'Speed Trial', 1932, Linocut, Cyril Edward Power
Cyril Edward Power was an interesting man. He was born in 1872 in London, and was trained as an architect. He won the RIBA medal in 1900 (a prestigious architectural award), then worked in his family’s architectural practice, as well as for the Ministry of Works, designing public buildings. In 1912 he published a three-volume ‘History of English Medieval Architecture’ with his own illustrations. He flew with the Royal Flying Corps during World War I, and perhaps this is where his fascination with machinery and movement began. In the 1920s, he gradually turned towards art, particularly printmaking. In 1932, he made the linocut shown above, ‘Speed Trial’.

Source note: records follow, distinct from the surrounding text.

PR #11250, opened 2019-06-30
Only includes backticks if they haven't been already included. Fixes …

### LINKED ISSUE #11202: quest system messages sometimes have double backticks (rage attack, etc)
As reported by @Chandramani_Adil (58de0b72-3af8-4f2a-b9a1-f7d196b29757), some quest system messages are incorrectly formatted because they have nested backticks:

index

It happens when the messages already contain backticks in the translatable strings. The code that displays the messages always inserts its own backticks around the translatable strings. It was reported for a boss_rage message but other types of system messages are also affected. I've included details below.

Perhaps the easiest fix for this would be for the code that displays the messages to first check if there's at least one backtick already in the message and then not display it. ~`I'll leave this issue as suggestion-discussion for a few days for the staff to comment if they wish, and then if there's no objections I'll mark it as help wanted for that fix.`~

This is the code that inserts the backticks:
https://github.com/HabitRPG/habitica/blob/e4b2ef65993f03c1acfc88d8923363ebf917b028/website/server/libs/chat/group-chat.js#L36-L106

For example, for the exact instance shown in the screenshot above:
https://github.com/HabitRPG/habitica/blob/e4b2ef65993f03c1acfc88d8923363ebf917b028/website/server/libs/chat/group-chat.js#L50
(For those new to JavaScript, the outer backticks on that line are just for quoting the string in a way that allows variable interpolation; the inner backticks which are escaped by backslashes are the ones that are printed as part of the string.)

Some or all of the relevant strings are in `website/common/locales/en/questsContent.json` and this is the one shown in the screenshot:
https://github.com/HabitRPG/habitica/blob/e4b2ef65993f03c1acfc88d8923363ebf917b028/website/common/locales/en/questsContent.json#L399

This issue can't be fixed by removing the backticks from the translatable strings because for some examples, only part of the string is formatted with backticks:
https://github.com/HabitRPG/habitica/blob/e4b2ef65993f03c1acfc88d8923363ebf917b028/website/common/locales/en/questsContent.json#L436

In any case where the translatable string includes one or more backticks, the code that displays that string should not insert its own backticks.

In case it helps, this is the relevant data for the quest "system" message stored in the `chats` collection in the database:
```
{
    "_id": "1cb8587f-740e-46e4-ae8f-ef07cca1c05b",
    "text": "`Magical Axolotl uses AXOLOTL REGENERATION!`\n\n`A curtain of colorful bubbles obscures the monster for a moment, and when it clears, some of its wounds have vanished!`",
    "info": {
        "type": "boss_rage",
        "quest": "axolotl"
    },
    "timestamp": "2019-06-01T04:11:34.396Z",
    "uuid": "system",
},
```

Scens:
…the problem.

Fixes #11202 
Screenshot 2019-06-29 at 19 04 38

### Changes
Affects only messages created by translateMessage function in /website/server/libs/chat/group-chat.js. There doesn't seem to be any other case of displaying double backticks.

Code only includes backticks if they haven't been already included (because they might have been hardcoded in questContent.json).

----
UUID: dd59e7c1-b76a-466e-b301-783b852da699

### DIFF
--- a/website/server/libs/chat/group-chat.js
+++ b/website/server/libs/chat/group-chat.js
@@ -35,23 +35,23 @@ export function translateMessage (lang, info) {
 
   switch (info.type) {
     case 'quest_start':
-      msg = `\`${shared.i18n.t('chatQuestStarted', {questName: questScrolls[info.quest].text(lang)}, lang)}\``;
+      msg = `${shared.i18n.t('chatQuestStarted', {questName: questScrolls[info.quest].text(lang)}, lang)}`;
       break;
 
     case 'boss_damage':
-      msg = `\`${shared.i18n.t('chatBossDamage', {username: info.user, bossName: questScrolls[info.quest].boss.name(lang), userDamage: info.userDamage, bossDamage: info.bossDamage}, lang)}\``;
+      msg = `${shared.i18n.t('chatBossDamage', {username: info.user, bossName: questScrolls[info.quest].boss.name(lang), userDamage: info.userDamage, bossDamage: info.bossDamage}, lang)}`;
       break;
 
     case 'boss_dont_attack':
-      msg = `\`${shared.i18n.t('chatBossDontAttack', {username: info.user, bossName: questScrolls[info.quest].boss.name(lang), userDamage: info.userDamage}, lang)}\``;
+      msg = `${shared.i18n.t('chatBossDontAttack', {username: info.user, bossName: questScrolls[info.quest].boss.name(lang), userDamage: info.userDamage}, lang)}`;
       break;
 
     case 'boss_rage':
-      msg = `\`${questScrolls[info.quest].boss.rage.effect(lang)}\``;
+      msg = `${questScrolls[info.quest].boss.rage.effect(lang)}`;
       break;
 
     case 'boss_defeated':
-      msg = `\`${shared.i18n.t('chatBossDefeated', {bossName: questScrolls[info.quest].boss.name(lang)}, lang)}\``;
+      msg = `${shared.i18n.t('chatBossDefeated', {bossName: questScrolls[info.quest].boss.name(lang)}, lang)}`;
       break;
 
     case 'user_found_items':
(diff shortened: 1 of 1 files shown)


paglias:
Hi @Scens  and thanks for the PR! Sorry for the delay here but we'll review the pr soon

website/server/libs/chat/group-chat.js
```diff
@@ -35,73 +35,76 @@ export function translateMessage (lang, info) {
...
-      msg = `\`${quests[info.quest].boss.desperation.text(lang)}\``;
+      msg = `${quests[info.quest].boss.desperation.text(lang)}`;
       break;
 
     case 'claim_task':
       msg = `${shared.i18n.t('userIsClamingTask', {username: info.user, task: info.task}, lang)}`;
       break;
   }
 
+  if (!msg.includes('\`')) {
```
paglias: is the backslash here necessary?

website/server/libs/chat/group-chat.js
```diff
@@ -35,73 +35,76 @@ export function translateMessage (lang, info) {
 
   switch (info.type) {
     case 'quest_start':
-      msg = `\`${shared.i18n.t('chatQuestStarted', {questName: questScrolls[info.quest].text(lang)}, lang)}\``;
+      msg = `${shared.i18n.t('chatQuestStarted', {questName: questScrolls[info.quest].text(lang)}, lang)}`;
```
paglias: this looks good but here like in other messages below given that the string is only the result of the i18n.t call it's not necessary to use the backslashes, so

> msg = `${shared.i18n.t('chatQuestStarted', {questName: questScrolls[info.quest].text(lang)}, lang)}`;

can be

> msg = shared.i18n.t('chatQuestStarted', {questName: questScrolls[info.quest].text(lang)}, lang);

paglias (changes requested):
left two small comments!

Scens:
> left two small comments!

Thanks! You are right, I have taken care of these. I've tested this again and everything works fine.

SabreCat:
Thanks, @Scens! This will go live on the production site around this time next week. Credited toward your second Blacksmith tier!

Power was influenced by the Italian Futurists (discussed in the first post in this series), and their English followers, the Vorticists. This print was made 20 years after the Balla painting I talked about earlier, but it still has that direct, un-ironic admiration for cars and speed, and the belief that these things are symbols of twentieth century modernity. The image is of a very specific car: the Campbell-Napier-Railton Bluebird, the machine in which the English racing motorist Sir Malcolm Campbell broke the land speed record by reaching 246 miles per hour on Daytona Beach. Perhaps Cyril Power created this picture of the Bluebird because he was a patriotic Englishman. But the way he turned the car and the space around it into a series of parallel swooshing curves shows that he also wanted to create a visual equivalent for what was, at that time, a mind-blowing achievement in speed.
Malcolm Campbell with the 1931 Bluebird at Daytona Beach
Power might have approved of Aldous Huxley’s words: “Speed is the only entirely novel sensation of the twentieth century.”